General and administrative expenses were $2.5 million for the second quarter of 2009, compared to $2.0 million for the second quarter of 2008. The $0.5 million increase primarily resulted from severance costs recorded in conjunction with the strategic restructuring initiated in June 2009.

Operating expenses were $7.2 million for the second quarter of 2009, compared to $7.5 million for the second quarter of 2008. Included as a component of Anadys' operating expenses were non-cash, share-based expenses of $1.1 million and $0.7 million for the second quarter of 2009 and 2008, respectively.

The net loss was $6.5 million for the second quarter of 2009, compared to a net loss of $7.1 million for the second quarter of 2008. Included in the net loss for the second quarter of 2009 is a $0.4 million gain resulting from a reduction between issuance and June 30, 2009 in the liability associated with common stock warrants issued in conjunction with the "registered direct" financing. Basic and diluted net loss per common share was $0.21 in the second quarter of 2009, compared to $0.25 in the second quarter of 2008. Non-cash share-based expense resulted in a $0.03 and $0.02 increase in basic and diluted net loss per share for the second quarter of 2009 and 2008, respectively.
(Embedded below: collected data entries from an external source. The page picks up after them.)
PR #743, opened 2026-09-20
fix(app): stream long audio imports during resampling

dterenyi:
## What changed and why

Long stereo imports can exceed `AVAudioPCMBuffer` buffer capacity and terminate the app before Swift can catch the error. Ordinary imports now keep the established buffered decoder. When one buffer is unsafe, the app streams decoding and resampling through `AVAssetReader`, then uses the existing fallback chain if streaming fails.

The streaming path explicitly requests little endian Float32, preserves source channels until they are averaged in Swift, reads decoded audio through EOF, and rejects large duration shortfalls instead of concealing them with silence.

Reproduced with a 4:26:43, 48 kHz stereo AAC file containing 768,159,744 decoded frames.

## Verification

* [x] Rebased on current `main`, no merge commits
* [x] Repository pinned SwiftFormat and SwiftLint checks pass
* [x] 91 affected audio, fidelity, streaming, resampling, import, and FFmpeg tests pass with native arm64 FFmpeg
* [x] All five `AudioImportFidelityTests` added on `main` pass after the tiering change
* [x] Debug test build and optimized release build pass
* [x] Conventional Commit, one logical change with an explanatory commit body

An earlier unfiltered local bundle hit UI inspection and snapshot failures that reproduced on untouched `main`, then terminated in an existing model preload test. No affected audio test fails.


app/MeetingTranscriber/Sources/AudioMixer.swift
```diff
@@ -344,6 +344,16 @@ enum AudioMixer {
...
         }
+
+        do {
+            try await streamResampleFile(from: source, to: destination, targetRate: targetRate)
+            return
+        } catch {
+            logger.info(
+                "Streaming resample failed for \(source.lastPathComponent, privacy: .private): \(error.localizedDescription, privacy: .public), trying buffered fallbacks",
+            )
+        }
```
pasrom: I'll start here because most of the other comments follow from this one. With streaming as the first tier, every source whose rate isn't 16 kHz now takes a different decoder, resampler and channel fold, not only the long recordings this fixes. That includes every recording the app makes itself: the recorder runs at 48 kHz, so the byte-copy fast path never applies and `resampleFile` is the production path (`PipelineQueue+Stages.swift` lines 244, 245, 354, 504).

A shape that keeps the proven decoder on the ordinary cases and runs the new code for exactly the case it was written for, reusing the `AVAudioFile` handle the fast path already opens:

```swift
if let audioFile = try? AVAudioFile(forReading: source) {
    if Int(audioFile.processingFormat.sampleRate) == targetRate {
        try FileManager.default.copyItem(at: source, to: destination)
        return
    }
    if !canAllocateSinglePCMBuffer(
        frameCount: audioFile.length, format: audioFile.processingFormat
    ) {
        try await streamResampleFile(from: source, to: destination, targetRate: targetRate)
        return
    }
}
// existing AVAudioFile -> AVAsset -> ffmpeg chain
```

Also worth knowing: the `catch` only fires on a thrown error, so a tier that returns success with wrong audio, or blocks, never hands over to the fallbacks. Several of the comments below are that case in practice.

app/MeetingTranscriber/Sources/AudioMixer+Streaming.swift
```diff
@@ -0,0 +1,157 @@
...
+        let output = AVAssetReaderTrackOutput(
+            track: audioTrack,
+            outputSettings: [
+                AVFormatIDKey: kAudioFormatLinearPCM,
+                AVLinearPCMIsFloatKey: true,
+                AVLinearPCMBitDepthKey: 32,
+                AVLinearPCMIsNonInterleaved: false,
+                AVNumberOfChannelsKey: 1,
+                AVSampleRateKey: targetRate,
+            ],
```
pasrom, line 44: Small one with a big effect: `AVLinearPCMIsBigEndianKey` isn't set, so the reader inherits the source's endianness. For AIFF/AIFC and big-endian CAF it emits big-endian float32, and `writeDecodedAudio` copies those bytes as native floats. On a clean stereo AIFF with a 0.5 amplitude sine, the output peaks at 1.0000 with 16,094 of 32,000 samples clipped and an RMS of -3.0 dBFS, where the current path gives the correct -9.0 dBFS. The reader reports success, so the fallback chain never gets a look in. `.aiff` is in the import picker via `AudioImportTypes.nativeTypes`, so it is reachable from the UI.

Nothing in our fixture set could have shown you this: every audio fixture in the repo is little-endian. One line closes it:

```swift
AVLinearPCMIsBigEndianKey: false,
```

app/MeetingTranscriber/Sources/AudioMixer+Streaming.swift
```diff
@@ -0,0 +1,157 @@
...
+import CoreMedia
+import Foundation
+
+extension AudioMixer {
+    /// Decode and resample incrementally so long imports never need one buffer for
+    /// the entire recording. `AVAudioPCMBuffer` stores byte capacity as `UInt32`;
+    /// a four hour 48 kHz stereo recording exceeds that even though its frame count
+    /// still fits in `AVAudioFrameCount`.
+    static func streamResampleFile(from source: URL, to destination: URL, targetRate: Int) async throws {
+        let asset = AVURLAsset(url: source)
```
pasrom: Without `AVURLAssetPreferPreciseDurationAndTimingKey`, `track.timeRange.duration` is only a bitrate estimate for MP3 without a Xing header and for ADTS AAC, and the clamp on line 108 then trims the decoded audio to that estimate. On the repo's own speech material re-encoded as VBR MP3 without Xing, 720,576 frames are written where the content really holds 796,288: 4.82 seconds (9.7 percent) drop off the end of the recording, silently, with success reported. For a meeting recording that is usually the wrap-up.

```swift
let asset = AVURLAsset(
    url: source,
    options: [AVURLAssetPreferPreciseDurationAndTimingKey: true],
)
```

app/MeetingTranscriber/Sources/AudioMixer+Streaming.swift
```diff
@@ -0,0 +1,157 @@
...
+        let expectedFrameCount = expectedFrameCount(for: timeRange.duration, targetRate: targetRate)
+        let reader = try AVAssetReader(asset: asset)
+        let output = AVAssetReaderTrackOutput(
+            track: audioTrack,
+            outputSettings: [
+                AVFormatIDKey: kAudioFormatLinearPCM,
+                AVLinearPCMIsFloatKey: true,
+                AVLinearPCMBitDepthKey: 32,
+                AVLinearPCMIsNonInterleaved: false,
+                AVNumberOfChannelsKey: 1,
```
pasrom: Two things on `AVNumberOfChannelsKey: 1`. Asking the reader to fold to mono gives a power-preserving fold of about 0.707 per channel, where `readSamplesFromAudioFile` averages. That is a consistent +3.01 dB against today's output, and it clips material the averaging fold leaves alone: a 0.9 amplitude correlated stereo source came out with 13,598 of 32,000 samples at full scale.

Separately, a source tagged `kAudioChannelLayoutTag_DiscreteInOrder` decodes to digital silence (RMS -200 dB) with status `completed` and no error. The mic-pair tags (MidSide, XY, StereoHeadphones, Binaural) and 5.1 all fold correctly, so Discrete is the only affected layout, but it is a silent success.

Neither could show up in the suite: no fixture carries a channel layout, and our only stereo file never goes through this path. Suggestion: request the source's channel count in `outputSettings` and average the channels in Swift, matching what `readSamplesFromAudioFile` already does.

app/MeetingTranscriber/Sources/AudioMixer+Streaming.swift
```diff
@@ -0,0 +1,157 @@
...
+        if reader.status == .failed {
+            throw AudioMixerError.audioExtractionFailed(reader.error?.localizedDescription ?? "Unknown error")
+        }
+        if let expectedFrameCount, writtenFrameCount < expectedFrameCount {
+            try appendSilence(
+                frameCount: expectedFrameCount - writtenFrameCount,
+                format: format,
+                to: destinationFile,
+            )
+        }
```
pasrom: The top-up to the container's declared duration is unconditional, with no threshold, so a decode that stops early without setting `status == .failed` yields a file of the right length that is mostly silence, and nothing downstream can tell it from a correct import. It's not hypothetical: on the repo's `two_speakers_de.opus` the output carries exactly 2,886 trailing zero frames, 180 ms of silence that isn't in the source (true length 5.000 s). Harmless at that size, but a decoder that stops partway through a long recording would pad the rest with silence and report success.

I'd keep the padding, since a few frames of drift is normal, but log written versus expected and treat a large shortfall as a failure, so the buffered fallback still gets its turn:

```swift
logger.info("Streaming resample wrote \(writtenFrameCount) of \(expectedFrameCount) frames")
guard expectedFrameCount - writtenFrameCount <= shortfallTolerance else {
    throw AudioMixerError.audioExtractionFailed(
        "decoded \(writtenFrameCount) of \(expectedFrameCount) frames",
    )
}
```

app/MeetingTranscriber/Sources/AudioMixer+Streaming.swift
```diff
@@ -0,0 +1,157 @@
...
+        to file: AVAudioFile,
+    ) throws -> Int64 {
+        var writtenFrameCount: Int64 = 0
+        while let sampleBuffer = output.copyNextSampleBuffer() {
+            guard let blockBuffer = CMSampleBufferGetDataBuffer(sampleBuffer) else { continue }
+            let byteCount = CMBlockBufferGetDataLength(blockBuffer)
+            let availableFrameCount = byteCount / MemoryLayout<Float>.size
+            let remainingFrameCount = expectedFrameCount.map { max($0 - writtenFrameCount, 0) }
+            let frameCount = min(availableFrameCount, remainingFrameCount.map(Int.init) ?? availableFrameCount)
+            guard frameCount > 0 else { break }
```
pasrom: Two small things on these lines.

The `min(...)` clamp truncates whenever the decoder yields more frames than the container's duration implies, which is the mechanism behind the MP3 loss above. Padding up to the declared length is right, since a container can under-deliver, but truncating down isn't: when the decoder has real samples, it knows better than the header. Even with the precise-timing fix in place, not cutting real samples here is worth having.

`frameCount` also reaches zero for two different reasons: every expected frame has been written, where `break` is correct, or this one sample buffer carried no bytes, where `break` abandons the rest of the file. I didn't see the second case in around 45 real files, so this is hardening rather than a known defect, but separating them is cheap. Roughly, with `remainingFrameCount` being `nil` when the duration is unknown:

```swift
if let remainingFrameCount, remainingFrameCount == 0 { break }
guard availableFrameCount > 0 else { continue }
```

pasrom (commented):
Thank you for this one. The crash is real, the diagnosis is right, and the detail in your report (4:26:43, 48 kHz stereo, 768,159,744 frames) made it straightforward to reproduce and confirm.

`canAllocateSinglePCMBuffer` guards exactly the right thing: the limit really is the total across the channel buffers, which I checked independently, and a pre-allocation check really is the only option, because the overflow terminates the process rather than throwing. One small extra for the guard: the allocator rounds each buffer up to 16 bytes before multiplying, so three frame counts (536,870,909 to 536,870,911 for non-interleaved stereo float32) still pass the check and abort. Rounding the per-buffer byte count up to 16 before the multiply closes that.

What I'm asking for is a rework of the tiering (the comment on `AudioMixer.swift`), not a rejection. Once streaming runs only when the buffered path cannot allocate, the remaining comments become small: mostly one-line changes to `outputSettings` and the asset options.

I also want to be plain about where the fault for the rest lies: with the project, not with you. Every audio fixture in the repo is mono, little-endian and carries no channel layout, and the only stereo file is the one that never goes through this code path. There was no test here you could have run that would have shown any of this. CI hasn't run on this PR either, since fork workflows need maintainer approval, so automation caught nothing as well.

We have since added `AudioImportFidelityTests` on `main` (#746): five guards covering exactly these properties. After a rebase they will go red and show each item concretely. We owed you those; they should have existed before you ever opened this PR. Happy to help with the rebase or anything else, and looking forward to landing this.

pasrom (changes requested):
Marking this as changes requested so the PR status reflects where we are. The message hasn't changed: the detail is in the comments above, and the one thing I'm actually asking for is the tiering rework on `AudioMixer.swift`, so that `streamResampleFile` runs when the buffered path cannot allocate rather than ahead of it. The rest are mostly one-line changes to `outputSettings` and the asset options, and several of them stop mattering once the tiering is right.

To repeat the part that matters most: none of this was findable with the tests this project gave you, and CI never ran on the PR either. The guards on `main` (#746) exist now so the next person gets told by a red test instead of by a review.

Happy to help with the rebase, and glad to land this once the tiering is sorted.

dterenyi:
Thanks for the detailed review. I rebased onto current `main` and addressed the requested tiering in `72357ca`: ordinary imports stay on the established buffered path, and streaming runs only when the allocator check says one buffer is unsafe.

I also rounded each buffer size to 16 bytes before the capacity calculation, requested little endian Float32, preserved source channels until averaging in Swift, enabled precise timing, read through EOF without trimming, and limited silence padding so a large shortfall reaches the existing fallback chain.

The five new `AudioImportFidelityTests` now pass, along with five direct streaming tests. In total, 91 focused tests pass. The pinned formatting and lint checks, debug test build, and optimized release build also pass.

pasrom (approved):
Every point is addressed, and I checked each one against the new streaming code rather than taking it on trust: big-endian AIFF now comes out at -9.0 dBFS with peak 0.5000 and nothing clipped, the stereo fold peaks at 0.6000 which is the arithmetic average exactly, a DiscreteInOrder source decodes instead of going silent, and both the VBR MP3 without Xing and the Opus fixture land within a millisecond of the true length.

One thing I did not expect: the Ogg Vorbis fixture used to block forever inside `copyNextSampleBuffer()`, and it now decodes in 0.20 s. A clean A/B shows that was the missing precise-timing option all along, so your fix for the truncation removed a hang as a side effect. Worth knowing.

Thank you as well for the direct streaming tests. That was the right instinct: once streaming is only the fallback, the guards on `main` stop reaching it, so tests that call `streamResampleFile` directly are the only thing covering that path. The boundary pair on the rounding gap and the asymmetric 0.8/0.4 channels are exactly right.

For the six months ended June 30, 2009, Anadys reported a net loss of $15.3 million, compared to $14.5 million for the same period last year. Basic and diluted net loss per common share was $0.51 for the six months ended June 30, 2009 and 2008.

Operational Highlights

• Closed Registered Direct Financing. In early June, Anadys closed a "registered direct" offering through the sale of units to institutional investors, with each unit consisting of one share of common stock and a warrant to purchase 0.35 of a share of common stock. $17.5 million in gross proceeds were raised, with net proceeds of approximately $16.0 million, after deducting placement agent fees and estimated offering expenses. Proceeds from the transaction are being used to further the development of ANA598, as well as for other general corporate purposes.
• Future Operations to Focus on Development of ANA598. In June, Anadys initiated a strategic restructuring to focus its operations on the continued development of ANA598, in particular a Phase II study in combination with pegylated interferon-alpha and ribavirin. The restructuring included a reduction in Anadys' workforce expected to generate annual savings of $4 to $5 million, while retaining the clinical development infrastructure required to conduct the Phase II study of ANA598, key capabilities directed toward pharmaceutical development and next generation non-nucleosides, and a streamlined administrative staff. Also included in the restructuring is an expected reduction in annual facility expense of approximately $1.8M associated with our completed move to a smaller facility.
  

Development Program Highlights

ANA598

ANA598 is the Company's non-nucleoside HCV polymerase inhibitor.

• Finalization of ANA598 Phase II Protocol. Anadys has finalized its protocol and received FDA clearance for the Phase II study of ANA598 in combination with pegylated interferon-alpha and ribavirin for the treatment of chronic hepatitis C. In the Phase II study, naive genotype 1 patients will receive ANA598 or placebo in combination with Pegasys(R) (peginterferon alfa-2a) and Copegus(R) (ribavirin, USP) (a current standard of care, or SOC) for 12 weeks at dose levels of 200 mg or 400 mg twice daily (bid), each with a loading dose of 800 mg bid on day one. After week 12, patients will continue to receive SOC alone.